NEA execs slapped with theft charges | Inquirer News

NEA execs slapped with theft charges

/ 04:30 AM November 16, 2021

STAKEOUT Workers of Benguet Electric Cooperative in Baguio City stage a protest as they retake their utility’s headquarters from the National Electrification Administration in this photo taken on Oct. 20. —NEIL CLARK ONGCHANCO

BAGUIO CITY, Benguet, Philippines — After being declared persona non grata by the local governments of this city and Benguet province, the lawyers held responsible for the National Electrification Administration’s (NEA) much-criticized takeover of Benguet Electric Cooperative (Beneco) were charged with theft, grave coercion and malicious mischief.

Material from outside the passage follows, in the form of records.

PR #24554, opened 2026-01-27
fix(bbb-conf): Use turnutils_stunclient instead of old stun 0.97 client

michelleDeko:
### What does this PR do?
This PR changes the bbb-conf --check command, so it uses coturn's built-in turnutils-stunclient instead of the old stun-client package with version 0.97. 

### Motivation
After setting up an external TURN server today with the following security settings:
`no-rfc5780`, `no-stun-backward-compatibility`, `response-origin-only-with-rfc5780`

I realized that due to the old stun-client package, bbb-conf --check will throw an error, since it can't connect to the turn with this package.
```
#
# Warning: Failed to verify STUN server at turn-01.xxx.com with command
#
#    stun turn-01.xxx.com
#

root@bbb:~# stun turn-01.xxx.com
STUN client version 0.97
Primary: Blocked or could not reach STUN server
Return value is 0x00001c
```

Using turnutils_stunclient however works.

### DIFF
--- a/bigbluebutton-config/bin/bbb-conf
+++ b/bigbluebutton-config/bin/bbb-conf
@@ -1132,7 +1132,7 @@ check_state() {
 
 	# stun is from the stun-client package, which is available on both bionic and focal
 	# stunclient is from the stuntman-client package, which is available on bionic but was removed from focal
-	if which stun > /dev/null 2>&1; then
+	if which stun > /dev/null 2>&1 && ! which turnutils_stunclient > /dev/null 2>&1; then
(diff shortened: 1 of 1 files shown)


werk21:
We are also using an external server (coturn) and since this update the bbb-conf stops on this point and does nothing ans the whole process stops. Can anyone give us some advice? Thank you in advance.

werk21:
turnutils_stunclient uses high UDP ports to send and recieve data. If you want to use external STUN server you have to open high UDP ports in your server also - otherwise turnutils_stunclient fails.

PR #320, opened 2024-12-16
Add zip requirement and tax inclusive methods to country regions

rochlefebvre:
- Improve test coverage on a few existing country region attributes
- Implement `zip_requirement` on country regions that returns either `required`, `recommended` or `optional` depending on national carrier expectations.
- Implement `tax_inclusive` predicate to indicate if, broadly speaking, the sales tax is included in the price of goods in a region (default `false`).

### Checklist


lib/worldwide/region.rb
```diff
@@ -435,13 +439,23 @@ def zip_autofill
 
     # is a postal code required for this region?
     def zip_required?
-      if zip_requirement.nil?
+      if @zip_requirement.nil?
```
rochlefebvre, line 442: Use direct references to `@zip_requirement` variable to avoid circular referencing between the two methods.

lib/worldwide/region.rb
```diff
@@ -435,13 +439,23 @@ def zip_autofill
...
     end
 
+    # Returns whether (and how firmly) we require a value in the zip field
+    # Possible returns:
+    #  - "required" means a value must be supplied
+    #  - "recommended" means a value is optional, but we recommend providing one
+    #  - "optional" means a value is optional, and we say it is optional
+    # @return [String]
+    def zip_requirement
+      @zip_requirement || (zip_required? ? REQUIRED : OPTIONAL)
```
rochlefebvre, line 456: If `zip_requirement` is not explicitly set on the region yaml, infer requiredness if the region defines a zip regular expression pattern. A region can define a pattern and set zip_requirement to "recommended" or "optional" to avoid this default.

jtrollia: For my knowledge, what are the differences when setting `recommended` VS `optional`?

jtrollia (approved):
✉️

PR #321, opened 2024-12-16
Set Ireland (IE) zip as a required address field

rochlefebvre:
Follows https://github.com/Shopify/worldwide/pull/320

[Since July 2023](https://changelog.shopify.com/posts/shipments-to-the-republic-of-ireland-now-require-postal-code-eircode) Shopify has required postal codes for Ireland addresses. This should be reflected in Worldwide.

### Testing
```
irb(main):002> Worldwide.region(code: "IE").zip_required?
=> true
```

### Checklist

### DIFF
--- a/data/regions/IE.yml
+++ b/data/regions/IE.yml
@@ -13,7 +13,6 @@ tags:
 zip_regex: "^(D6W|[AC-FHKNPRT-Z]\\d{2}) ?[0-9AC-FHKNPRT-Z]{4}$"
 partial_zip_regex: "^(D6W|[AC-FHKNPRT-Z]\\d{2})$"
 zip_example: A65 F4E2
-zip_requirement: recommended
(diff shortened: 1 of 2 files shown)


data/regions/IE.yml
```diff
@@ -13,7 +13,6 @@ tags:
 zip_regex: "^(D6W|[AC-FHKNPRT-Z]\\d{2}) ?[0-9AC-FHKNPRT-Z]{4}$"
 partial_zip_regex: "^(D6W|[AC-FHKNPRT-Z]\\d{2})$"
 zip_example: A65 F4E2
-zip_requirement: recommended
```
rochlefebvre, line 16: As of https://github.com/Shopify/worldwide/pull/320, by removing this field, a country with a zip_regex will lead to `zip_required?` => `true`.

PR #322, opened 2024-12-16
release 1.15.0

rochlefebvre:
Prepare a minor release.

The `Region#zip_requirement` field is no longer nilable, and returns a value even if the country does not set `zip_requirement` in the yaml. Instead of `nil`, it returns `"required"` if `zip_regex` is set or `"optional"` otherwise.  This is a behavior change, but IMO more of a bug fix: a `nil` `zip_requirement` had no defined meaning, and we are clarifying that.

### Checklist


jtrollia (approved):
:shipit:

PR #323, opened 2024-12-18
Set Malaysia and Singapore as tax_inclusive

rochlefebvre:
Shopify considers Malaysia and Singapore to be tax-inclusive countries.

https://www.iras.gov.sg/taxes/goods-services-tax-(gst)/basics-of-gst/invoicing-price-display-and-record-keeping/displaying-and-quoting-prices

I cannot find supporting evidence that prices are indeed tax inclusive in Malaysia 🤷, but for now let's update the yaml to be consistent.

### Checklist

### DIFF
--- a/CHANGELOG.md
+++ b/CHANGELOG.md
@@ -27,7 +27,7 @@ The format is based on [Keep a Changelog](https://keepachangelog.com/en/1.0.0/),
 
 ## [Unreleased]
 
-Nil.
+- Set Malaysia and Singapore as tax_inclusive [#323](https://github.com/Shopify/worldwide/pull/323)
 
 ---
 
--- a/data/regions/MY.yml
+++ b/data/regions/MY.yml
@@ -2,6 +2,7 @@
 name: Malaysia
 code: MY
 tax: 0.1
+tax_inclusive: true
 currency: MYR
 unit_system: metric
 tax_name: SST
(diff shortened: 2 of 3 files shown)


jtrollia (approved):
Approving with basic questions for my _culture personnelle_ 😅 
- what happens when Shopify and Worldwide disagree on a term?
- what can go wrong when making such changes? Merchants may complain that they start showing prices with taxes included?

rochlefebvre:
> Approving with basic questions for my _culture personnelle_ 😅
> 
> * what happens when Shopify and Worldwide disagree on a term?

Worldwide was created to share Shopify's modeling of countries, zones, languages, and addresses with the world. Most facts contained are held universally true, while some are the result of Shopify picking a value. The `tax_inclusive` field in particular is not especially accurate, as no country is 100% inclusive or exclusive of tax. It's an approximative fallback, really.

So we try to keep worldwide as an accurate modeling of Shopify's world view, rather than the other way around.

> * what can go wrong when making such changes? Merchants may complain that they start showing prices with taxes included?

Worldwide was created as a fork of an internal gem, which still maintains its own set of facts. Our systems currently rely on this internal gem for modeling the world. We are currently reducing this data duplication by having the internal gem call worldwide underneath.

For important yet subjective attributes like `tax_inclusive`, we'd rather maintain the "old" answer, which is that Malaysia and Singapore are mostly tax-inclusive. If I didn't push the present PR out, then our internal gem refactoring would lead to a change in these countries' tax setting.  I want to prevent such a regression by aligning worldwide with the internal gem.

PR #325, opened 2024-12-19
Correct zip regex patterns and make them Javascript-compatible

rochlefebvre:
Update a few broken zip regex patterns and make them compatible with JavaScript.

We will no longer recognize `FPO AE 09397-0007` as a valid US ZIP code. It's not. Only the `09397-0007` part is.

### Checklist

### DIFF
--- a/CHANGELOG.md
+++ b/CHANGELOG.md
@@ -29,6 +29,7 @@ The format is based on [Keep a Changelog](https://keepachangelog.com/en/1.0.0/),
 
 - Set Malaysia and Singapore as tax_inclusive [#323](https://github.com/Shopify/worldwide/pull/323)
 - Update or correct example zips [#324](https://github.com/Shopify/worldwide/pull/324)
+- Correct zip regex patterns and make them Javascript-compatible [#325](https://github.com/Shopify/worldwide/pull/325)
 ---
 
 ## [1.15.0] - 2024-12-16


data/regions/MQ.yml
```diff
@@ -13,14 +13,14 @@ group_name: Central America
 tags:
 - EU-OMR
 zip_example: '97220'
-zip_regex: "\\A(MQ-?)?((972)\\d{2,2})\\Z"
+zip_regex: "\\A(MQ-?)?((972)\\d{2,2})\\z"
```
rochlefebvre: The end-of-line sequence is a lowercase z, not Z.

data/regions/US.yml
```diff
@@ -10,7 +10,7 @@ group_name: North America
 name_alternates:
 - United States of America
 zip_label: Zip code
-zip_regex: "(?-mix:\\A\\d{5}(-\\d{4})?\\z)|(?i-mx:\\AFPO\\s*A[A-Z]\\s*\\d{5}-\\d{4}\\z)"
+zip_regex: "(?-mix:\\A\\d{5}(-\\d{4})?\\z)"
```
rochlefebvre: Quoting prior work from @cejaekl:

We noticed that our US regex was defective, and have corrected it. The old regex seems to have been based on a misunderstanding about how the USA Fleet Post Office (FPO) addressing works.

Here's an example FPO address (from https://pe.usps.com/text/pub28/28c2_019.htm):
```
PVT MIKE JONES
PSC 3022 BOX 684
FPO AE 09397-0007
UNITED STATES
```
In this example, the values should be entered into address fields as follows:
 - `name`: `PVT MIKE JONES`
 - `address1`: `PSC 3022 BOX 684`
 - `city`: `FPO` (Fleet Post Office)
 - `province`: `AE` (pseudo-state code for Armed forces, Europe)
 - `zip`: `09397-0007`
 - `country`: `UNITED STATES`

The old regex was permitting values such as
`FPO AE 09397-0007` in the `zip` field.

jtrollia (approved):
Looking good to me 👀

PR #332, opened 2025-02-24
Update known PR zip prefixes and allow zone lookup by partial zip if country hides provinces

rochlefebvre:
We're updating the list of Portugal zip prefixes to be _less_ stale.  The updates in this PR are accurate as of Februrary 2023: still stale, but better.

Also, some wallet pay providers only provide the first part of an address postal code and we still need to look up info on their hidden zone metadata. We're updating `Region#zone(zip:)` to accept an incomplete zip and resolve the first zone that contains this zip, as long as the country hides provinces from addresses.

### Checklist


lib/worldwide/region.rb
```diff
@@ -494,6 +499,13 @@ def province_optional?
       province_optional || !@zones&.any?(&:province?)
     end
 
+    # Returns true if this country has zones defined, and has postal code prefix data for the zones
+    def has_zip_prefixes?
```
rochlefebvre, line 503: I am making this method public.

gabypancu (approved):
Looks good!

>Also, some wallet pay providers only provide the first part of an address postal code and we still need to look up info on their hidden zone metadata. 

Just curious, where did you find this info about wallets?

PR #336, opened 2025-02-28
Remove Ruby 3.1 from CI version matrix; add Ruby 3.4

rochlefebvre:
Remove the three year old Ruby 3.1 from the test matrix and add 3.4. I chose to leave Ruby 3.1 as the gem's minimal supported version.

### Checklist

  - There is no direct impact on the gem. Just what we test thre codebase against.

### DIFF
--- a/.github/workflows/ci.yml
+++ b/.github/workflows/ci.yml
@@ -11,7 +11,7 @@ jobs:
       matrix:
         gemfile:
          - Gemfile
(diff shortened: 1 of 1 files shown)


DominiqueFlaaa (approved):
👍 https://github.com/Shopify/worldwide/blob/59cf65a2bc975d722c138eba24c8544b9b022dfe/worldwide.gemspec#L27

PR #339, opened 2025-03-20
Update KwaZulu-Natal province code

LauraAubin:

Updates the province code as requested in https://community.shopify.dev/t/re-shopify-using-the-wrong-iso-code-for-a-province-in-my-country/11663

- Did I miss any other files?
- Is this change accurate?

### DIFF
--- a/data/regions/ZA.yml
+++ b/data/regions/ZA.yml
@@ -49,9 +49,7 @@ zones:
   tax: 0.0
   tax_name: VAT
 - name: KwaZulu-Natal
-  code: NL
-  code_alternates:
-  - KZN
+  code: KZN
   iso_code: ZA-KZN
   tax: 0.0
   tax_name: VAT


gabypancu:
Re-posting my message from [Slack](https://shopify.slack.com/archives/C01M8T03N9W/p1742504527334629?thread_ts=1742498427.199449&cid=C01M8T03N9W) in case anyone else from the team reviews while I'm away
> my concern is that if we remove the NL code, something may break with respect to historical addresses (ex. existing addresses in our DBs). One example is a logged in customer with a saved address in KwaZulu-Natal with province code code NL - when they try to check out in the future using their saved address after we've changed the code, I think they'd see an error saying their province is not valid.  To be safe, we could keep NL as the alternate code.

DominiqueFlaaa:
As discussed internally, we need to do a bit more investigation before committing this change. 

Appreciate you flagging this inconsistency to our team 🙌

PR #342, opened 2025-03-28
[TS] append delimiter to the returned value of `splitAddress2` when missing

jtrollia:

Append the delimiter character to the value returned by `splitAddress2`, when no delimiter was found in the string to split.

This ensures that the whole string is still used as the value of the `line2` field in Checkout's address forms, while offering something to split and concatenate on.

Could this have side-effects on different clients/consumers?

TBC -- should be none

### Testing

This is tricky to tophat as it involves several repositories.

### Checklist

### DIFF
--- a/lang/typescript/src/utils/address-fields.ts
+++ b/lang/typescript/src/utils/address-fields.ts
@@ -45,6 +45,11 @@ export function splitAddressField(
   fieldDefinition: FieldConcatenationRule[],
   concatenatedAddress: string,
 ): Partial<Address> {
+  // Return empty object if no delimiter is found
+  if (!concatenatedAddress.includes(RESERVED_DELIMITER)) {
+    return {};
+  }
+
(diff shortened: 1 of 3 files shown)


lang/typescript/src/utils/address-fields.ts
```diff
@@ -45,6 +45,18 @@ export function splitAddressField(
   fieldDefinition: FieldConcatenationRule[],
   concatenatedAddress: string,
 ): Partial<Address> {
+  if (concatenatedAddress === '') {
+    return {};
+  }
```
jtrollia, line 50: This logic already existed but gets ignore with my new check below.

DominiqueFlaaa (commented):
Clean, well-scoped change 👌 

I think we are missing a changelog entry:  https://github.com/Shopify/worldwide/tree/main/lang/typescript#adding-a-changelog

PR #355, opened 2025-05-30
add HR-CH as neighboring_zones for IN

rrocxela:

https://shopify.slack.com/archives/C06D8A58TPV/p1748607150213969
...

Add the neighboring_zones between CH and HR in India
...

Is this the right solution, to add what we are told by merchants should be considered neighboring zones.
...

CH and HR will be considered neighboring zones, and local delivery will work across those zones.
...

### Testing

...

### Checklist

### DIFF
--- a/data/regions/IN.yml
+++ b/data/regions/IN.yml
@@ -115,6 +115,7 @@ zones:
   tax_name: IGST
   neighboring_zones:
   - PB
+  - HR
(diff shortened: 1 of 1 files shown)


ZhengZhang98 (approved):

gabypancu (approved):
These zones do border each other, so this change looks good to me 👍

In a complaint lodged before the Baguio City Prosecutor’s Office on Nov. 11, Beneco general manager Melchor Licoben blamed NEA lawyers Omar Mayo and Anna Maria Paz Rafael for the disappearance of a service vehicle and equipment, such as security system components and hand-held radios, during the takeover on Oct. 18.


Mayo, a NEA-designated caretaker of the co-op, seized the Beneco headquarters in the dead of night with the help of deputized armed Cordillera policemen. The missing vehicle, a Toyota Hiace van, was later found abandoned at Baguio Cathedral on Oct. 25.

Licoben said Mayo and Rafael, whom the NEA has named as Beneco’s general manager, were also liable for grave coercion for launching the raid at Baguio’s South Drive before 3 a.m. on Oct. 18 while people slept, which intimidated Beneco employees.


The workers, “aware of the siege that earlier took place, did not report for work” because they were fearful for their safety, Licoben said in the complaint.

‘People power’

Beneco operations resumed when a large crowd of protestors, composed of Beneco workers, Baguio and Benguet residents, and Beneco member-consumers, took back the headquarters on Oct. 20 in what Licoben described in the complaint as an act of “people power.”

According to Licoben’s complaint, Mayo, Rafael and their unnamed accomplices were accountable for the destruction of Beneco property in the two days they had control over the building, including its shattered glass doors and the still inexplicable damage to ignition keys and switches of Beneco vehicles.

Mayo and Rafael were declared persona non grata by the Benguet Provincial Board on Nov. 3 and Nov. 13 for their role in the Beneco siege.

The Baguio City Council also declared Mayo persona non grata on Oct. 25 at the conclusion of its investigation into the widely condemned NEA takeover.

Mayo, who was designated Beneco caretaker by the NEA board in September, informed the city council last month that he was tasked to govern Beneco operations as “project supervisor” while its leadership issue remained unresolved after the co-op board rejected the NEA board’s appointment of Rafael.

He was also tasked to enforce the NEA’s suspension of Licoben and seven Beneco board directors, including board president Esteban Somngi, for refusing to acknowledge Rafael as their new general manager.


Eligibility questioned

These officials questioned Rafael’s eligibility to manage a rural electric cooperative, as well as the alleged shortcuts taken by the regulator to install her as Beneco manager.

Rafael is a former Mountain Province town mayor and a recently resigned assistant secretary of the Presidential Communications Operations Office.

Security footage showed Rafael at the Beneco headquarters before 6 a.m. after Mayo took control there. She was also at an Oct. 17 meeting when Mayo and the police mapped out the siege, according to a police official.

Rafael has not issued any statement regarding Licoben’s lawsuit.

In earlier briefings, Rafael said she applied for the general management post in good faith and had intended to manage the utility “with full transparency.”

In an interview on Monday, Licoben told the Inquirer that he also filed a separate human rights complaint against the Cordillera Police Office in Camp Dangwa for abetting the siege of Beneco. The NEA board had deputized the police to assist in the takeover.

Licoben’s Nov. 3 complaint at the Commission on Human Rights Cordillera Office cited a Camp Dangwa official for “allowing the use of excessive police force to serve a mere suspension order in the cover of darkness in violation of our rights as human beings.”